◆ **Work item**
Return exactly the span that opens with the line containing "object, and if" and closes with the final line of the records, both included.

◆ **Records supplied**
⟨

PR #6684, opened 2025-06-04
commit_builder: error out if newly-created commit was already known to repo

yuja:
# Checklist

If applicable:


lib/src/commit_builder.rs
```diff
@@ -351,6 +352,14 @@ impl DetachedCommitBuilder {
     pub fn write(self, mut_repo: &mut MutableRepo) -> BackendResult<Commit> {
         let predecessors = self.commit.predecessors.clone();
         let commit = write_to_store(&self.store, self.commit, &self.sign_settings)?;
+        if mut_repo.index().has_id(commit.id()) {
```
martinvonz: `has_id()` in the Google backend currently always returns true, so we will either have to implement it correctly and efficiently, or we will have to patch it out from our internal build.

Is it an option to make this a debug assertion?

yuja: I don't think `debug_assert` is right because this can be technically triggered by user. Maybe insert the same hack as `merge_view()`?

martinvonz: That would work.

> This can happen if we remove predecessors from the commit object, and if
committer timestamp wasn't updated (like in some jj-lib tests.) It's not wrong
for the store to "overwrite" existing objects, but the repo expects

⟩

◆ **Response to this task**
> This can happen if we remove predecessors from the commit object, and if
committer timestamp wasn't updated (like in some jj-lib tests.) It's not wrong
for the store to "overwrite" existing objects, but the repo expects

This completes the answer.